The Federal Reserve is unlikely to raise U.S. interest rates when it meets later this month but seems to be on track for at least two increases over the rest of this year, Chicago Fed President Charles Evans stated Friday.
“Going into the next meeting I think there is a reasonably high hurdle for taking any action,” Evans said, but added that he still sees two rate hikes as likely appropriate over the course of the year.
“The fundamentals of the economy are still pretty good and consistent with a gradual normalization…Maybe it is June. Maybe it is a little later.”
Evans spoke in Washington at an investor conference held by JP Morgan on the sidelines of the semiannual meetings of the International Monetary Fund and World Bank.
Since its initial rate hike in December, the Fed has slowed its expected pace of subsequent increases in response to risks that a slowdown in the global economy could be more severe than expected. Some of those risks have receded, allowing the Fed to debate when to resume raising its target rate.
But Evans said the horizon was not fully clear, and that in particular the U.S. central bank needed to be sure inflation would rise to its two percent target.

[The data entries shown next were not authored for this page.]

PR #901, opened 2021-11-09
Add disable directives for css prop

JakeLane:
Usages like the following do not work:

```
import { css as cssSC } from "styled-components";
import { css as cssCompiled } from "@compiled/react";

const stylesSC = cssSC`
  color: red;
`;

const stylesCompiled = cssCompiled`
  color: blue;
`;

<>
  <div css={stylesSC}>Red text</div>
  <div css={stylesCompiled}>Blue text</div>
</>;
```

This is because Compiled cannot tell that `stylesSC` is defined with styled-components. To allow usages to opt-out, we should add a comment directive to allow the Compiled babel plugin to ignore certain props. e.g.

```
{isCompiledEnabled()
  ? <div css={{ color: 'red' }} />
  // @compiled-disable-next-line transform-css-prop
  : <div css={{ color: 'blue' }} />
}
```

This PR introduces `// @compiled-disable-next-line transform-css-prop` and `// @compiled-disable transform-css-prop` as comment directives in the babel plugin. When these directives are placed on either the CSS prop or the JSX opening element, Compiled will ignore the AST node and not traverse.

### DIFF
--- a/examples/stories/css-prop-static-object.tsx
+++ b/examples/stories/css-prop-static-object.tsx
@@ -82,3 +82,19 @@ export const ObjectLiteralMapWithKeys = (): JSX.Element => (
     ))}
   </div>
 );
+
+export const ObjectLiteralDisabledSameLine = (): JSX.Element => (
+  <h1
+    css={{ color: 'red' }} // @compiled-disable transform-css-prop
+  >
+    Black text
+  </h1>
+);
+
+export const ObjectLiteralDisabledNextLine = (): JSX.Element => (
+  <h1
+    // @compiled-disable-next-line transform-css-prop
+    css={{ color: 'red' }}>
+    Black text
+  </h1>
+);
--- a/examples/stories/css-prop-static-object.tsx
+++ b/examples/stories/css-prop-static-object.tsx
@@ -83,15 +83,15 @@ export const ObjectLiteralMapWithKeys = (): JSX.Element => (
   </div>
 );
 
-export const ObjectLiteralDisabledSameLine = (): JSX.Element => (
+export const ObjectExpressionDisabledSameLine = (): JSX.Element => (
   <h1
-    css={{ color: 'red' }} // @compiled-disable transform-css-prop
+    css={{ color: 'red' }} // @compiled-disable-line transform-css-prop
   >
     Black text
   </h1>
 );
 
-export const ObjectLiteralDisabledNextLine = (): JSX.Element => (
+export const ObjectExpressionDisabledNextLine = (): JSX.Element => (
   <h1
     // @compiled-disable-next-line transform-css-prop
     css={{ color: 'red' }}>
--- a/packages/babel-plugin/src/constants.tsx
+++ b/packages/babel-plugin/src/constants.tsx
@@ -1,1 +1,3 @@
 export const PROPS_IDENTIFIER_NAME = 'props';
+export const COMPILED_DIRECTIVE_DISABLE_SAME_LINE = '@compiled-disable';
+export const COMPILED_DIRECTIVE_DISABLE_NEXT_LINE = '@compiled-disable-next-line';
--- a/packages/babel-plugin/src/constants.tsx
+++ b/packages/babel-plugin/src/constants.tsx
@@ -1,3 +1,5 @@
 export const PROPS_IDENTIFIER_NAME = 'props';
-export const COMPILED_DIRECTIVE_DISABLE_SAME_LINE = '@compiled-disable';
+
+export const COMPILED_DIRECTIVE_DISABLE_LINE = '@compiled-disable-line';
 export const COMPILED_DIRECTIVE_DISABLE_NEXT_LINE = '@compiled-disable-next-line';
+export const COMPILED_DIRECTIVE_TRANSFORM_CSS_PROP = 'transform-css-prop';
--- a/packages/babel-plugin/src/css-prop/__tests__/behaviour.test.tsx
+++ b/packages/babel-plugin/src/css-prop/__tests__/behaviour.test.tsx
@@ -633,29 +633,29 @@ describe('css prop behaviour', () => {
 
   it('should not transform css prop with comment directive', () => {
     const actual = transform(`
-      import "@compiled/react";
+      import { css } from '@compiled/react';
 
       // @compiled-disable-next-line transform-css-prop
-      const RedDiv = <div css={{ color: "red" }} />;
+      const RedDiv = <div css={{ color: 'red' }} />;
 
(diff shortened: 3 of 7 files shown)


examples/stories/css-prop-static-object.tsx
```diff
@@ -82,3 +82,19 @@ export const ObjectLiteralMapWithKeys = (): JSX.Element => (
     ))}
   </div>
 );
+
+export const ObjectLiteralDisabledSameLine = (): JSX.Element => (
```
MonicaOlejniczak, line 86: `ObjectLiteralDisabledSameLine` > `ObjectExpressionDisabledSameLine`

examples/stories/css-prop-static-object.tsx
```diff
@@ -82,3 +82,19 @@ export const ObjectLiteralMapWithKeys = (): JSX.Element => (
...
+  <h1
+    css={{ color: 'red' }} // @compiled-disable transform-css-prop
+  >
+    Black text
+  </h1>
+);
+
+export const ObjectLiteralDisabledNextLine = (): JSX.Element => (
```
MonicaOlejniczak, line 94: `ObjectLiteralDisabledNextLine` > ObjectExpressionDisabledNextLine

packages/babel-plugin/src/constants.tsx
```diff
@@ -1 +1,3 @@
 export const PROPS_IDENTIFIER_NAME = 'props';
+export const COMPILED_DIRECTIVE_DISABLE_SAME_LINE = '@compiled-disable';
```
MonicaOlejniczak, line 2: `@compiled-disable` > `@compiled-disable-line` makes this in-line with eslint

Then rename `COMPILED_DIRECTIVE_DISABLE_SAME_LINE` to `COMPILED_DIRECTIVE_DISABLE_LINE`

packages/babel-plugin/src/css-prop/__tests__/behaviour.test.tsx
```diff
@@ -630,4 +630,32 @@ describe('css prop behaviour', () => {
...
+  it('should not transform css prop with comment directive', () => {
+    const actual = transform(`
+      import "@compiled/react";
+
+      // @compiled-disable-next-line transform-css-prop
+      const RedDiv = <div css={{ color: "red" }} />;
+
+      const GreenDiv = () => (
+        <div
+          css={{ color: "green" }} // @compiled-disable transform-css-prop
```
MonicaOlejniczak, line 643: Maybe add a different usage here, like:

```
css`color: green`
```

packages/babel-plugin/src/css-prop/index.tsx
```diff
@@ -16,6 +23,28 @@ const getJsxAttributeExpression = (node: t.JSXAttribute) => {
   throw new Error('Value of JSX attribute was unexpected.');
 };
 
+const isCssPropDisabled = (path: NodePath<t.Node>, meta: Metadata): boolean => {
+  const { before, same } = getNodeDirectiveComments(path, meta);
```
MonicaOlejniczak, line 27: `same` > `current`

packages/babel-plugin/src/css-prop/index.tsx
```diff
@@ -2,8 +2,15 @@ import * as t from '@babel/types';
...
 import { buildCompiledComponent } from '../utils/ast-builders';
 import { buildCss } from '../utils/css-builders';
+import {
+  COMPILED_DIRECTIVE_DISABLE_NEXT_LINE,
+  COMPILED_DIRECTIVE_DISABLE_SAME_LINE,
+} from '../constants';
+import { getNodeDirectiveComments } from '../utils/ast';
 import type { Metadata } from '../types';
 
+const COMPILED_DIRECTIVE_TRANSFORM_CSS_PROP = 'transform-css-prop';
```
MonicaOlejniczak, line 12: Should this go in `constants`?

packages/babel-plugin/src/utils/ast.tsx
```diff
@@ -740,3 +741,40 @@ const tryWrappingBlockStatementInIIFE = (node: t.BlockStatement | t.Expression)
...
+ * Get comments for `path` in both the line before and on the same line.
+ *
+ * e.g.
+ * `<div css={{color: 'green'}} /> // @compiled-disable` will output `{before: [], same: [...]}
+ *
+ * @param path {NodePath<t.Node>}
+ * @param meta {Metadata} Context for the transform
+ * @returns {before: t.CommentLine[], same: t.CommentLine[]} Comments before and on the same line as the input path
+ */
+export const getNodeDirectiveComments = (
```
MonicaOlejniczak, line 755: Can this go in its own util file? The large utils are unbearable to read. Maybe something like `utils/directives.ts` though I'm confused why `directive` is needed in the name since it's meant to be generically retrieving comments? Maybe just `utils/comments.ts` and `getComments`?

MonicaOlejniczak (changes requested):

packages/babel-plugin/src/utils/ast.tsx
JakeLane: Yeah makes sense to me. I put directive as the function only retrieves the above and same line, which is close to the directive use-case.

JakeLane: I went with `getNodeComments` as I want to keep the context that the comments are relevant to the AST node specified

MonicaOlejniczak (approved):

packages/babel-plugin/src/css-prop/index.tsx
```diff
@@ -26,20 +52,25 @@ const getJsxAttributeExpression = (node: t.JSXAttribute) => {
  */
 export const visitCssPropPath = (path: NodePath<t.JSXOpeningElement>, meta: Metadata): void => {
   let cssPropIndex = -1;
-  const cssProp = path.node.attributes.find((attr, index): attr is t.JSXAttribute => {
-    if (t.isJSXAttribute(attr) && attr.name.name === 'css') {
+  const cssProp = path.get('attributes').find((attr, index): attr is NodePath<t.JSXAttribute> => {
```
at-nathan, line 55: Oh nice, does `.get` allow you to traverse the `NodePath` Object to find a property?

at-nathan (approved):

packages/babel-plugin/src/css-prop/index.tsx
JakeLane: yeah, I think this is something we're doing wrong throughout the repo. Once you unbox the path into a node, there's no way to get it back, so we should probably pass around paths instead.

The path of inflation will “inform” the Fed’s decisions in coming months, Evans said, arguing that policymakers need to prove to investors and households that they are serious about reaching the inflation goal – even at the risk of overshooting.
“Inflation is the responsibility of the central bank. If we are at one percent and it is supposed to be two percent, that is us. If it is three percent, that is us,” Evans said.